[GIVEN RECORDS — start]

PR #135, opened 2022-08-16
Updated ShowKontrol OSC message formats

worldveil:
- Updated ShowKontrol formats for executors
- Skeleton + flag for sending to Pangolin lasers


titanicsend (approved):
Approving with OK from @raldi

PR #140, opened 2022-08-17
Made Jeff report

raldi:


resources/vehicle/controllers-jeff.tsv
```diff
@@ -0,0 +1,194 @@
+25-0	25	0	0	Edge	25-114
```
alextoombs, line 1: These controllers should move to be 25-1 etc right?

raldi: Yep, thanks — forgot to check in that update.

alextoombs (approved):
shipit! also probably update the tab that's now in the god spreadsheet

PR #142, opened 2022-08-17
Sending OSC to Pangolin lasers

titanicsend:
(This is @worldveil committing again from studio machine)

This adds a lasers class which loads from disk the IP address of the lasers. 

Limitations

- Only sends the primary color of the swatch
- Needs the IP address in the .txt file set correctly to function

Also includes updates to the Max patch that forward other data to the lasers:

- OSC beats
- BPM
- Phrase data


worldveil:
@raldi are you able to review?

[GIVEN RECORDS — finish]

_WORK INSTRUCTIONS_:
Copy every line of the records above, starting with the first, up to and including the line containing "shipit! also probably".

_ANSWER TO THE PROBLEM_:
PR #135, opened 2022-08-16
Updated ShowKontrol OSC message formats

worldveil:
- Updated ShowKontrol formats for executors
- Skeleton + flag for sending to Pangolin lasers


titanicsend (approved):
Approving with OK from @raldi

PR #140, opened 2022-08-17
Made Jeff report

raldi:


resources/vehicle/controllers-jeff.tsv
```diff
@@ -0,0 +1,194 @@
+25-0	25	0	0	Edge	25-114
```
alextoombs, line 1: These controllers should move to be 25-1 etc right?

raldi: Yep, thanks — forgot to check in that update.

alextoombs (approved):
shipit! also probably update the tab that's now in the god spreadsheet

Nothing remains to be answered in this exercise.